* _Listed entries_
-*-*-

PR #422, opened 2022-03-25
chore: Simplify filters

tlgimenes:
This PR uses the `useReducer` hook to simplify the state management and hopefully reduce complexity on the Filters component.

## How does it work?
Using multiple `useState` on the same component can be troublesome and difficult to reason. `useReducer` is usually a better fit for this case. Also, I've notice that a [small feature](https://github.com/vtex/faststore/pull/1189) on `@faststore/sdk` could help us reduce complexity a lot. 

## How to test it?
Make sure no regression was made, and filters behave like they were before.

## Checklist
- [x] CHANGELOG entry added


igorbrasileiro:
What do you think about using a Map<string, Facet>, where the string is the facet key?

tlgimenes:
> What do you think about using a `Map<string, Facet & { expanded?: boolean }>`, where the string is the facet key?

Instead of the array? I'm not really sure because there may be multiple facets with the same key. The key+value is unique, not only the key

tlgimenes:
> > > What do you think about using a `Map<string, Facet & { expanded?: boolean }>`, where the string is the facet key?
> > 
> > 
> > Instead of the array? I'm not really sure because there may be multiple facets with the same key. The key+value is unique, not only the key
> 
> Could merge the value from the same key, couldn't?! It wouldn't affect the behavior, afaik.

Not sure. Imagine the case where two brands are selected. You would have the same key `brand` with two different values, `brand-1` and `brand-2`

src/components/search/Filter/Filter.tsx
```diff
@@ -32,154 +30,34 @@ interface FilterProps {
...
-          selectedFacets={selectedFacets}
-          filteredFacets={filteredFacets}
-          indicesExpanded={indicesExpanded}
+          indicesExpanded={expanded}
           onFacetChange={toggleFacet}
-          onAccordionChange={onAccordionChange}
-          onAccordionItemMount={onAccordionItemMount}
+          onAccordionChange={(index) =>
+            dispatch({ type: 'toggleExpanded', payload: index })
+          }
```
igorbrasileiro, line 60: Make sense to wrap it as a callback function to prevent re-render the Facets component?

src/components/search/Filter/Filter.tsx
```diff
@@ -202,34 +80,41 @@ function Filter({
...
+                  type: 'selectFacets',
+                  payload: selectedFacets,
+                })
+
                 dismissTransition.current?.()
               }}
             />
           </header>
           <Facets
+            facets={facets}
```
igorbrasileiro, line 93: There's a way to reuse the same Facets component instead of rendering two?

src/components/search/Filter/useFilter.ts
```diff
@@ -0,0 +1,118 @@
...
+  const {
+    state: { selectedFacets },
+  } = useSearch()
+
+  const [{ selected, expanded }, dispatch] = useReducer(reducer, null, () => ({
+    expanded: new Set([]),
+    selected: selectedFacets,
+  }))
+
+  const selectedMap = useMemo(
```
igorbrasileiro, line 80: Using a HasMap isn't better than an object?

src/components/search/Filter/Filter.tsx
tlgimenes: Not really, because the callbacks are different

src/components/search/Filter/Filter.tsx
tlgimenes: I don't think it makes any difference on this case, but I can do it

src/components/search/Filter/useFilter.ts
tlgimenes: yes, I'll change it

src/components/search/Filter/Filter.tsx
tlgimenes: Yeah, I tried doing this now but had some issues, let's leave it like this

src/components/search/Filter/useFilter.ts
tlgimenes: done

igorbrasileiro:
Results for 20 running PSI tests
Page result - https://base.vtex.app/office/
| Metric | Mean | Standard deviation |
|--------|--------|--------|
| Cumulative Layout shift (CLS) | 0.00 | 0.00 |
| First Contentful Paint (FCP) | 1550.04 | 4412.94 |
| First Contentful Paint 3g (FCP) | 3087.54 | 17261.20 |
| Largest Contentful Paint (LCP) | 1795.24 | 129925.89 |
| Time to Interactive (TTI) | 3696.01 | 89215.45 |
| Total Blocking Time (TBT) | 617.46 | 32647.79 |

-*-*-

* _Exercise goal_
Copy each line containing the word "like" from the data.

* _Task response_
Make sure no regression was made, and filters behave like they were before.
tlgimenes: Yeah, I tried doing this now but had some issues, let's leave it like this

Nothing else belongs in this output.